Genome: Unlocking Life's Code exhibition bows out

Genome: Unlocking Life’s Code exhibition bows out

Genome: unlocking life

On June 14, 2013, the Smithsonian’s National Museum of Natural History (NMNH) in Washington, D.C. opened the high-tech, high-intensity exhibit Genome: Unlocking Life’s Code to celebrate the 10th anniversary of the completion of the Human Genome Project and his generation of the first sequence of the human genome – the genetic model of the human body. The exhibit was jointly developed by NHGRI and NMNH. After staying at the NMNH for over a year, the exhibit traveled to 12 states and Canada, then returned to DC in October 2021 for a final stay at the museum of its origin. This year, on November 28, the exhibition closed.

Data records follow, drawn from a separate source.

PR #418, opened 2016-08-31
Clean up fprintf() usage + auto enable 

wufengyi:
Clean up fprintf() usage + auto enable #406 review request.

### DIFF
--- a/src/devices/acurite.c
+++ b/src/devices/acurite.c
@@ -155,7 +155,7 @@ static int acurite_getWindSpeed (uint8_t highbyte, uint8_t lowbyte) {
 	// TODO: sensor does not seem to be in kph, e.g.,
 	// a value of 49 here was registered as 41 kph on base unit
 	// value could be rpm, etc which may need (polynomial) scaling factor??
-	int highbits = ( highbyte & 0x1F) << 3;
+    int highbits = ( highbyte & 0x1F) << 3;
     int lowbits = ( lowbyte & 0x70 ) >> 4;
     int speed = highbits | lowbits;
     return speed;
@@ -176,7 +176,7 @@ static int acurite_getHumidity (uint8_t byte) {
 
 static int acurite_getRainfallCounter (uint8_t hibyte, uint8_t lobyte) {
     // range: 0 to 99.99 in, 0.01 in incr., rolling counter?
-	int raincounter = ((hibyte & 0x7f) << 7) | (lobyte & 0x7F);
+    int raincounter = ((hibyte & 0x7f) << 7) | (lobyte & 0x7F);
     return raincounter;
 }
 
@@ -471,8 +471,8 @@ static int acurite_txr_callback(bitbuffer_t *bitbuf) {
 		wind_speedmph = kmph2mph((float) wind_speed);
 		tempf = acurite_getTemp(bb[4], bb[5]);
 		tempc = fahrenheit2celsius(tempf);
-		humidity = acurite_getHumidity(bb[6]);
-
+		humidity = acurite_getHumidity(bb[6]);	
+		
 		printf("%s Acurite 5n1 sensor 0x%04X Ch %c, Msg %02x, Wind %d kmph / %0.1f mph, %3.1F C %3.1F F %d %% RH\n",
 		       time_str, sensor_id, channel, message_type,
 		       wind_speed, wind_speedmph, tempc, tempf, humidity);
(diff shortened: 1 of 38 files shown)


rct:
This is getting better but still needs work.    A few comments from a quick spot check:

1. You need a **much clearer description** of this pull request, so people can find it when things stop working as they expect.  For example the title should be something extremely clear like "Disable all devices that aren't using make_data()".    Then it would be good in the description to say something like, "any device that doesn't use make_data() will now have to be explicitly enabled by using -R".   
2. From a spot check, a number of your changes to make debug fprintf's require debug_level >= 1 (-D -D) don't make sense and should be deleted.   Requiring a higher debug level should only be necessary for verbose things dumping the bitbuffer.  Reporting checksum/parity errors at debug_level == 1 seems reasonable as long as it's not too verbose. 
3. As a matter of personal preference, I would split the changes into two commits or two PRs, to separate a) Disabling all devices that don't use make_data, and b) reducing debug fprintf output.
4. You've got extraneous white space changes that should not be in the commit.   If you feel there is white space clean-up that should be done, that should be a separate commit, titled appropriately.  This makes it easier for people to read the diffs and figure out what you are doing. (And Why).
5. Are you running the test files when making these changes to see what the effects are?

rct:
Note: If the change is made to disable all devices that don't use make_data() for JSON, CSV, etc.  It should be accompanied by an additional command line argument that will enable all devices when necessary.  A somewhat common use case for this is simple, you've got an unknown device that you want to see if there are any decoders for.  You want all available decoders enabled to see if there is a match.

Note: one of the things holding up the migration of some devices to the new data routines is the need to come to a consensus on some of the additional fields beyond temperature and humidity.  See #351

src/devices/acurite.c
```diff
@@ -471,8 +471,8 @@ static int acurite_txr_callback(bitbuffer_t *bitbuf) {
 		wind_speedmph = kmph2mph((float) wind_speed);
 		tempf = acurite_getTemp(bb[4], bb[5]);
 		tempc = fahrenheit2celsius(tempf);
-		humidity = acurite_getHumidity(bb[6]);
-
+		humidity = acurite_getHumidity(bb[6]);	
+
```
rct: this white space change shouldn't be here.  The above indenting changes (possibly tabs to/from spaces) should also not be in this commit in my opinion.

src/devices/acurite.c
```diff
@@ -674,7 +674,7 @@ static int acurite_606_callback(bitbuffer_t *bitbuf) {
 
     local_time_str(0, time_str);
 
-    if (debug_output > 1) {
+    if (debug_output >= 1) {
```
rct: This is a good use of -D -D (debug_output >= 1).

src/devices/alecto.c
```diff
@@ -89,7 +89,7 @@ static int alectov1_callback(bitbuffer_t *bitbuffer) {
         /* Quit if checksup does not work out */
         if (csum != (bb[1][4] >> 4) || csum2 != (bb[5][4] >> 4)) {
             //fprintf(stdout, "\nAlectoV1 CRC error");
-            if(debug_output) {
+            if(debug_output >= 1) {
```
rct: In my opinion this change should be deleted.   This isn't overly verbose, so it seems appropriate for debug_level == 1.

src/devices/bresser_3ch.c
```diff
@@ -51,7 +51,7 @@ static int bresser_3ch_callback(bitbuffer_t *bitbuffer) {
     b[4] = ~b[4];
 
     if (((b[0] + b[1] + b[2] + b[3] - b[4]) & 0xFF) != 0) {
-        if (debug_output) {
+        if (debug_output >= 1) {
```
rct: Same comment as above, not overly verbose, so should require a higher debug level.

src/devices/lacrosse.c
```diff
@@ -180,10 +180,10 @@ static int lacrossetx_callback(bitbuffer_t *bitbuffer) {
 			// message integrity.
 			if (msg_nybbles[5] != msg_nybbles[8] || 
 			    msg_nybbles[6] != msg_nybbles[9]) {
-				if (debug_output) {
-			    fprintf(stderr,
-				    "LaCrosse TX Sensor %02x, type: %d: message value mismatch int(%3.1f) != %d?\n",
-				    sensor_id, msg_type, msg_value, msg_value_int);
+				if (debug_output >= 1) {
```
rct: No.  shouldn't require -D -D,   you want to be able to see cases like this (where there are message types you haven't seen before), without higher levels of debugging.   Again, not overly verbose.

merbanan:
Merged manually

merbanan:
@rct I added the ability to enable all decoder via the command line.

wufengyi:
@merbanan ,no further suggestions on this pull request?

merbanan:
@wufengyi no its fine.

PR #535, opened 2017-05-13
harmonize device data output

zuckschwerdt:
Harmonize device data output to `model` instead of `device` or `make`, and `crc` instead of `checksum`. All devices should now use a common set of basic data output: `time`, `model`, `id`, and sometimes `type` as well as `crc`: `OK` for checksummed transmissions. Mostly it's just a single out of ~79 devices that isn't in line with common output naming. This will make post-processing easier and give new device authors a fixed starting point no matter which example code they are looking at.

### DIFF
--- a/src/devices/steelmate.c
+++ b/src/devices/steelmate.c
@@ -87,7 +87,7 @@ static int steelmate_callback(bitbuffer_t *bitbuffer) {
 
 		data = data_make("time", "", DATA_STRING, time_str,
 			"type", "", DATA_STRING, "TPMS",
-			"make", "", DATA_STRING, "Steelmate",
+			"model", "", DATA_STRING, "Steelmate",
 			"id", "", DATA_STRING, sensorIDhex,
 			"pressure_PSI", "", DATA_DOUBLE, pressurePSI,
 			"temperature_F", "", DATA_DOUBLE, (float)tempFahrenheit,
@@ -106,7 +106,7 @@ static int steelmate_callback(bitbuffer_t *bitbuffer) {
 static char *output_fields[] = {
 	"time",
 	"type",
-	"make",
+	"model",
 	"id",
 	"pressure_PSI",
 	"temperature_F",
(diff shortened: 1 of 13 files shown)


zuckschwerdt:
My hope is, that this change isn't too inconvenient to existing users and a benefit to general post-processing/logging. Comments otherwise very welcome.

src/devices/steelmate.c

Featured in the December 2021 issue of The landscape of genomics, the exhibition examined the intricacies of the genome – the complete genetic or hereditary material of a living organism – and chronicled the remarkable breakthroughs that have taken place since the completion of the Human Genome Project. With millions of people visiting the exhibit over its lifetime, NHGRI hopes it has made an unforgettable impression on the wonders of genomics.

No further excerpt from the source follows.